PR #18, opened 2020-04-09
Sign in back was not working correctly with the return URL.

joclefrancois:
window.location.origin was not working as expected unfortunately. I had to use window.BASE_PATH in my function instead of "basename" because otherwise, I would not be able to unit tests the sign-out properly.


joclefrancois:
@gertsonderby, well, I'm sorry but I'm am quite note sure why Travis is complaining. It does not seem to be related to my changes. Hope you can help me.

PR #19, opened 2020-04-13
Added the required Help button at the top-right corner

joclefrancois:
- Added the Help button at the top-right corner of the shell
- Added the call the a new request in order to fetch the version and Help URLs (OcrkestraCommerce PR is still pending, should be reviewed by Benoit tuesday)
- Both OMS and Analytics will need to be changed in order to:
1- Add the localisations of the Help button
2- The new Prop when using AppFrame
3- The call to the new action "getVersionInfo()" in index.js

### DIFF
--- a/docs/infrastructure.md
+++ b/docs/infrastructure.md
@@ -38,7 +38,7 @@ The `utils` folder contains a number of useful utility functions, for use in var
 
 ### API utilities
 
-`loadConfig()` loads in the `config.json` file (by fetching it at runtime, not as an imported module) in order to gain access to the API location, version number etc. It returns a promise, which when resolved signals the availability the API. This is required to be called first and allowed to complete before dispatching API actions using the `buildUrl()` helper function. <!-- Edit this to generalize if/when we have more API helper funcs
+`loadConfig()` loads in the `config.json` file (by fetching it at runtime, not as an imported module) in order to gain access to the API location, version number etc. It returns a promise, which when resolved signals the availability the API. This is required to be called first and allowed to complete before dispatching API actions using the `buildUrl()` helper function. <!-- Edit this to generalize if/when we have more API helper funcs  -->
 
 `buildUrl(pathParts, queryObject)` constructs an absolute URL for an Orckestra API end point. The `pathParts` parameter is an array of strings defining the path, for example `['my', 'application']` will target the `/api/my/application` endpoint. `queryObject` should be an object of key/value pairs that will become search query parameters, for example `{ IncludeChildren: true, IncludeCurrency: true }` turns into `?IncludeChildren=true&IncludeCurrency=true`. It is best used together with [`makeOrcApiAction()`](actionsreducersselectors.md#api-action-tools), q.v.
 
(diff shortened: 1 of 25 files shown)


docs/infrastructure.md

WHAT THIS TASK INVOLVES:
From the data above, output every line exactly.

RESPONSE BOX:
PR #18, opened 2020-04-09
Sign in back was not working correctly with the return URL.

joclefrancois:
window.location.origin was not working as expected unfortunately. I had to use window.BASE_PATH in my function instead of "basename" because otherwise, I would not be able to unit tests the sign-out properly.


joclefrancois:
@gertsonderby, well, I'm sorry but I'm am quite note sure why Travis is complaining. It does not seem to be related to my changes. Hope you can help me.

PR #19, opened 2020-04-13
Added the required Help button at the top-right corner

joclefrancois:
- Added the Help button at the top-right corner of the shell
- Added the call the a new request in order to fetch the version and Help URLs (OcrkestraCommerce PR is still pending, should be reviewed by Benoit tuesday)
- Both OMS and Analytics will need to be changed in order to:
1- Add the localisations of the Help button
2- The new Prop when using AppFrame
3- The call to the new action "getVersionInfo()" in index.js

### DIFF
--- a/docs/infrastructure.md
+++ b/docs/infrastructure.md
@@ -38,7 +38,7 @@ The `utils` folder contains a number of useful utility functions, for use in var
 
 ### API utilities
 
-`loadConfig()` loads in the `config.json` file (by fetching it at runtime, not as an imported module) in order to gain access to the API location, version number etc. It returns a promise, which when resolved signals the availability the API. This is required to be called first and allowed to complete before dispatching API actions using the `buildUrl()` helper function. <!-- Edit this to generalize if/when we have more API helper funcs
+`loadConfig()` loads in the `config.json` file (by fetching it at runtime, not as an imported module) in order to gain access to the API location, version number etc. It returns a promise, which when resolved signals the availability the API. This is required to be called first and allowed to complete before dispatching API actions using the `buildUrl()` helper function. <!-- Edit this to generalize if/when we have more API helper funcs  -->
 
 `buildUrl(pathParts, queryObject)` constructs an absolute URL for an Orckestra API end point. The `pathParts` parameter is an array of strings defining the path, for example `['my', 'application']` will target the `/api/my/application` endpoint. `queryObject` should be an object of key/value pairs that will become search query parameters, for example `{ IncludeChildren: true, IncludeCurrency: true }` turns into `?IncludeChildren=true&IncludeCurrency=true`. It is best used together with [`makeOrcApiAction()`](actionsreducersselectors.md#api-action-tools), q.v.
 
(diff shortened: 1 of 25 files shown)


docs/infrastructure.md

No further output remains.